Common Questions About Congenital Glaucoma
What is glaucoma?
Glaucoma is a condition in which there is damage to the drainage angle in the eye. As fluid can't flow out properly, this leads to an increase in intraocular (inside the eye) pressure on the optic nerve (the nerve that sends messages from the eye to the brain).
What is congenital glaucoma?
Congenital glaucoma is a rare eye condition that affects roughly 1 in 10,000 children. Like glaucoma, It is caused by a structural abnormality however, the impact of the intraocular pressure looks a little different.
Just like growing bones, children's eyes are more flexible or floppy than adults' and consequently, too much intraocular pressure will stretch the eye and cause it to inflate like a balloon. As the eye enlarges, so does the cornea resulting in its membrane splitting. This can have a long term impact on the child's vision and lead to other eye conditions.

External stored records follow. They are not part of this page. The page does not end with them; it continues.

PR #42225, opened 2025-11-16
Add SDPA and FlashAttention-2 support to LayoutLMv3

### LINKED ISSUE #35467: Support Flash Attention 2 for LayoutLMv3

jackiehimel:
# What does this PR do?

Adds SDPA and FlashAttention-2 support to LayoutLMv3 using the unified attention interface pattern, following the same architecture used in BERT and other recent model implementations.

Fixes #35467

## Implementation

- Refactored `LayoutLMv3SelfAttention` to use `ALL_ATTENTION_FUNCTIONS` interface instead of separate attention classes
- Created `layoutlmv3_eager_attention_forward` function that implements the CogView attention mechanism (alpha=32 scaling) with support for LayoutLMv3's relative position bias and spatial attention bias
- Added `_supports_sdpa = True` and `_supports_flash_attn = True` flags to `LayoutLMv3PreTrainedModel`
- Updated mask creation to use `create_bidirectional_mask` (replacing `get_extended_attention_mask`)
- Threaded `layer_idx` parameter through attention classes for consistency
- **Added automatic enforcement in `LayoutLMv3Config`** to set `attn_implementation="eager"` when relative or spatial attention biases are enabled (default behavior)

**Note**: SDPA and FlashAttention-2 are incompatible with LayoutLMv3's relative position bias and spatial attention bias. The config automatically enforces eager attention when these biases are enabled (the default). To use SDPA/FlashAttention-2, users must disable both biases (has_relative_attention_bias=False and has_spatial_attention_bias=False).

## Type of change

- [x] New feature (non-breaking change which adds functionality)

## How has this change been tested?

- CI tests passing, linting and formatting locally validated.
- Added test skips for SDPA/Flash comparison tests (LayoutLMv3 defaults to eager when biases are enabled) and overrode `test_batching_equivalence` to ensure eager attention is used.
- Implementation follows the unified attention pattern from BERT.

## Before submitting

## Who can review?

@vasqu - Thanks for the feedback on #41801! I've refactored this to use the unified attention interface pattern as you suggested. Would appreciate another look when you have time.

@ArthurZucker @CyrilVallez - attention implementation reviewers

### DIFF
--- a/src/transformers/integrations/deepspeed.py
+++ b/src/transformers/integrations/deepspeed.py
@@ -304,6 +304,7 @@ def _load_state_dict_into_zero3_model(model_to_load, state_dict):
         state_dict._metadata = metadata
 
     error_msgs = []
+    missing_keys = set(model_to_load.state_dict().keys())
 
     # PyTorch's `_load_from_state_dict` does not copy parameters in a module's descendants
     # so we need to apply the function recursively.
@@ -320,7 +321,14 @@ def _load_state_dict_into_zero3_model(model_to_load, state_dict):
             # In sharded models, each shard has only part of the full state_dict, so only gather
             # parameters that are in the current state_dict.
             named_parameters = dict(module.named_parameters(prefix=prefix[:-1], recurse=False))
-            params_to_gather = [named_parameters[k] for k in named_parameters if k in state_dict]
+            params_to_gather = []
+            for k in named_parameters:
+                if k in state_dict:
+                    param = named_parameters[k]
+                    # crutial to not init the weight again
+                    param._is_hf_initialized = True
+                    params_to_gather.append(param)
+                    missing_keys.discard(k)
 
             if len(params_to_gather) > 0:
                 # because zero3 puts placeholders in model params, this context
@@ -333,11 +341,10 @@ def _load_state_dict_into_zero3_model(model_to_load, state_dict):
         for name, child in module._modules.items():
             if child is not None:
                 load(child, state_dict, prefix + name + ".", assign_to_params_buffers)
-                child._is_hf_initialized = True
 
     load(model_to_load, state_dict, assign_to_params_buffers=False)
 
-    return error_msgs
+    return error_msgs, missing_keys
 
 
 def deepspeed_optim_sched(trainer, hf_deepspeed_config, args, num_training_steps, model_parameters):
--- a/src/transformers/modeling_utils.py
+++ b/src/transformers/modeling_utils.py
@@ -4106,9 +4106,9 @@ class PreTrainedModel(nn.Module, EmbeddingAccessMixin, ModuleUtilsMixin, PushToH
                 for ckpt_file in checkpoint_files:
                     merged_state_dict.update(load_state_dict(ckpt_file, map_location="cpu", weights_only=weights_only))
                 state_dict = merged_state_dict
-            error_msgs += _load_state_dict_into_zero3_model(model, state_dict)
+            error_msgs, missing_keys = _load_state_dict_into_zero3_model(model, state_dict)
             # This is not true but for now we assume only best-case scenario with deepspeed, i.e. perfectly matching checkpoints
-            missing_keys, unexpected_keys, mismatched_keys, conversion_errors = set(), set(), set(), set()
+            unexpected_keys, mismatched_keys, conversion_errors = set(), set(), set()
         else:
             all_pointer = set()
             # Checkpoints are safetensors
--- a/src/transformers/trainer.py
+++ b/src/transformers/trainer.py
@@ -2349,7 +2349,8 @@ class Trainer:
         if self.is_fsdp_enabled:
             self.model = self.model_wrapped = model
             # Fix `got mixed torch.Tensor and DTensor` error in model.generate() for FSDP2 with LoRA
-            dist.fsdp.register_fsdp_forward_method(self.model, "generate")
+            if hasattr(self.model, "generate"):
+                dist.fsdp.register_fsdp_forward_method(self.model, "generate")
 
         # for the rest of this function `model` is the outside model, whether it was wrapped or not
         if model is not self.model:
--- a/tests/deepspeed/test_deepspeed.py
+++ b/tests/deepspeed/test_deepspeed.py
@@ -277,13 +277,17 @@ class CoreIntegrationDeepSpeed(TestCasePlus, TrainerIntegrationCommon):
         import deepspeed
         import torch
 
-        from transformers.models.gpt2.modeling_gpt2 import GPT2PreTrainedModel
+        from transformers.models.gpt2.modeling_gpt2 import GPT2Model, GPT2PreTrainedModel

What causes congenital glaucoma?
The most common cause of congenital glaucoma is the lack of development or malformation of the trabecular meshwork, which is the structure that allows for the normal drainage of fluid within the eye. There are several factors that can contribute to the development of congenital glaucoma, including:
Genetics: Congenital glaucoma can be inherited, and certain genetic mutations can increase the risk of developing the condition.
Environmental factors: Certain environmental factors, such as infections or exposure to certain chemicals during pregnancy, can increase the risk of congenital glaucoma.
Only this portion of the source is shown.